**SOURCE DATA:**
PR #6506, opened 2025-06-13
Fix revdep failure: don't extract <element_blank>@hjust

teunbrand:
This affects only 2 packages (smallsets and utile.visuals), but it is our faux pas.
Essentially, because `element_blank` does not have the `hjust` property, trying to extract it will error.
In this PR, we are more careful in trying to extract this property.

### DIFF
--- a/R/theme.R
+++ b/R/theme.R
@@ -518,9 +518,9 @@ fix_theme_deprecations <- function(elements) {
     )
     if (is.null(elements[["legend.title"]])) {
       elements$legend.title <- element_text(hjust = elements$legend.title.align)
-    } else {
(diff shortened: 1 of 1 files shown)


teunbrand:
Also snuck in another tiny issue I ran into

teunbrand:
When we use `labs(shape = NULL)`, we want to render no title for the `shape` guide. Throwing warnings to the tune of 'We're ignoring your empty labels', is irksome because the natural response to this is 'Yes, I know, that is exactly what I want you to do'.

thomasp85 (approved):
LGTM

PR #6508, opened 2025-06-15
A really minor document tweak

yutannihilation:
The document of `element` says the return value is "S3", but `element` and `margin` are already S7. `rel` is still S3, so this pull request just removes `S3` for accuracy.


teunbrand (approved):
Well spotted!

PR #551, opened 2022-04-07
[Tests] Add parsing exception for "cursor" CSS property

tidoust:
The `cursor` property definition now uses a stack combinator `#?`, which is not supported by the `css-tree` parser. Adding the property to the list of exceptions as a result.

**TASK DESCRIPTION:** Nothing should be left out. Reproduce all the entries precisely.

**TASK OUTPUT:**
PR #6506, opened 2025-06-13
Fix revdep failure: don't extract <element_blank>@hjust

teunbrand:
This affects only 2 packages (smallsets and utile.visuals), but it is our faux pas.
Essentially, because `element_blank` does not have the `hjust` property, trying to extract it will error.
In this PR, we are more careful in trying to extract this property.

### DIFF
--- a/R/theme.R
+++ b/R/theme.R
@@ -518,9 +518,9 @@ fix_theme_deprecations <- function(elements) {
     )
     if (is.null(elements[["legend.title"]])) {
       elements$legend.title <- element_text(hjust = elements$legend.title.align)
-    } else {
(diff shortened: 1 of 1 files shown)


teunbrand:
Also snuck in another tiny issue I ran into

teunbrand:
When we use `labs(shape = NULL)`, we want to render no title for the `shape` guide. Throwing warnings to the tune of 'We're ignoring your empty labels', is irksome because the natural response to this is 'Yes, I know, that is exactly what I want you to do'.

thomasp85 (approved):
LGTM

PR #6508, opened 2025-06-15
A really minor document tweak

yutannihilation:
The document of `element` says the return value is "S3", but `element` and `margin` are already S7. `rel` is still S3, so this pull request just removes `S3` for accuracy.


teunbrand (approved):
Well spotted!

PR #551, opened 2022-04-07
[Tests] Add parsing exception for "cursor" CSS property

tidoust:
The `cursor` property definition now uses a stack combinator `#?`, which is not supported by the `css-tree` parser. Adding the property to the list of exceptions as a result.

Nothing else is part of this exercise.